- Born: 2 January 1915 Lake Bluff, Illinois
- Died: 8 April 2000 (aged 85) Ocala, Marion, Florida
- Occupation: pilot
- Known for: flying Winston Churchill to wartime meetings
- Spouse: Della Vanderkloot (1939-1999, her death)
- Awards: Commander of the Order of the British Empire

= William Vanderkloot =

William J. Vanderkloot, Jr. (2 January 1915 in Lake Bluff, Illinois - 8 April 2000 in Ocala, Marion, Florida) was a pilot who flew Winston Churchill over enemy territory on diplomatic missions during World War II.

==Early years==
Vanderkloot was the son of William J Vanderkloot and Florence M Cary. He was descended from Stephen Genung, of Morris County, New Jersey, who served as a private in New Jersey state troops during the American Revolution. William attended Culver Military Academy in Indiana, and though he commanded the academy's Black Horse Troop, a cavalry unit, at age 16, he had long watched planes coming and going from the Glenview Naval Air Station. During summers, he worked as a ground crewman for a local flying circus so he could be closer to the airplanes. At his parents' urging, he briefly studied law at the University of Virginia. But while he was there, Vanderkloot sold his car, bought a homemade aircraft with the money and, after a few flying lessons, crashed it. He later attended Parks Air College in East St. Louis, and during the 1930s was a pilot for Trans World Airlines.

==World War II==
Vanderkloot went to Montreal in 1941, before the Japanese bombing of Pearl Harbor, and volunteered with the Royal Air Force Ferry Command to transfer long-range planes to Great Britain.

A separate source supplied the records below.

PR #5915, opened 2017-08-04
Replace workspace object links with key-value links

### LINKED ISSUE #5581: Provide links of the workspace to the client
We already have at least two endpoints which may be useful for clients:
`output endpoint`
`workspace status endpoint`
So we need to rework our workspace links injector in accordance with client`s needs and changes in spi branch.
Note that the set of endpoints may expand.
We also want to simplify Links model. It is supposed to be done as a part of this issue.
The current model is complicated and, lately, we used to use it in the simplest use cases only. So we decided to simplify it significantly.
The current model of an object that contains links is: 
```json
{
    "field1" : "",
    "links" : [
        {
            "href" : "http://some-server.com:9090/path1/path2",
            "rel" : "myserver.api",
            "method" : "GET",
            "produces" : "application/json",
            "consumes" : "application/json",
            "parameters" : [
                {
                    "name" : "parameterName",
                    "defaultValue" : "defvalue1",
                    "description" : "Some user-friendly description",
                    "type" : "string",
                    "required" : true,
                    "valid" : [
                        "valid1",
                        "valid2",
                    ]
                }
            ],
            "requestBody" : {
                "description" : "body user-friendly description"
            }
        }
    ]
}
```
and the new model would be:
```json
{
    "field1" : "",
    "links" : {
        "myserver.api" : "http://some-server.com:9090/path1/path2",
        "anotherserver.api" : "http://another-server.com",
    }
}
```

voievodin:
Resolves #5581.

JSON responses of the Workspace REST API will include:

the following links if the workspace is stopped:
```json
"links": {
  "self": "http://localhost:8080/wsmaster/api/workspace/workspaceeyxr3nqkkuyaj3b7",
  "ide": "http://localhost:8080/che/test2"
}
```
the following links if the workspace is not stopped:
```json
"links": {
  "self": "http://localhost:8080/wsmaster/api/workspace/workspace28t00rschopreajr",
  "ide": "http://localhost:8080/che/test",
  "environment/statusChannel": "ws://localhost:8080/wsmaster/websocket",
  "environment/outputChannel": "ws://localhost:8080/output/websocket"
}
```


akorneta (approved):

garagatyi (approved):

skabashnyuk (approved):

wsmaster/che-core-api-workspace/src/main/java/org/eclipse/che/api/workspace/server/WorkspaceService.java
```diff
@@ -218,11 +217,11 @@ public WorkspaceDto getByKey(@ApiParam(value = "Composite key",
...
                                                      String namespace) throws ServerException, BadRequestException {
-        return workspaceManager.getByNamespace(namespace, false)
-                               .stream()
-                               .filter(ws -> status == null || status.equalsIgnoreCase(ws.getStatus().toString()))
-                               .map(workspace -> linksInjector.injectLinks(asDto(workspace), getServiceContext()))
-                               .collect(toList());
+        return withLinks(workspaceManager.getByNamespace(namespace, false)
+                                         .stream()
+                                         .filter(ws -> status == null || status.equalsIgnoreCase(ws.getStatus().toString()))
+                                         .map(DtoConverter::asDto)
```
sleshchenko, line 223: Why we can't use `this::asDtoWithLinks` here?

voievodin: asDtoWithLinks throws checked exception

sleshchenko: I see, thanks

sleshchenko (approved):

Arriving in Britain, he was ordered to RAF headquarters in July 1942 and asked by Sir Charles Portal, RAF chief of staff, if there was a safe, direct route from England to Cairo by air. In the specially modified B24 Liberator bomber Commando, which he had just delivered to Prestwick, Vanderkloot said he could make the trip with one stop in Gibraltar. He would at first head eastwards, staying over the sea in the afternoon, and then after dusk, turn sharply south, flying over Spanish and Vichy territory in Africa in the dark before turning east again for the Nile and approaching Cairo from the south. Thus the danger from land-based enemy aircraft in North Africa and Sicily would be avoided without having to fly halfway around Africa. Portal told Vanderkloot to "stay handy to the telephone". The next day Vanderkloot was taken to Winston Churchill's residence at No. 10 Downing Street. Churchill, clad in robe and slippers, offered him a drink, beginning a relationship that had Vanderkloot flying the Prime Minister on sensitive diplomatic trips across war-torn Europe, Russia, North Africa and the Middle East. "He took calculated risks," said his son, William III. "There was a lot more risk in flying back then. It was a frontier, and I think all the old pilots will say it, secretly to themselves, that they enjoyed being on their own. It was the wild blue yonder." As Churchill's pilot, Vanderkloot conveyed the Prime Minister to Egypt to sack Claude Auchinleck, commander of the British army in North Africa and took Churchill to high-level talks in Moscow with Joseph Stalin, to Turkey to determine that country's wartime intentions, and to the Casablanca Conference in 1943.

==Post-war==
Vanderkloot headed the aviation department of Johns Manville Corp. in New York, piloting executive jets and helicopters. He retired in 1970 to Florida.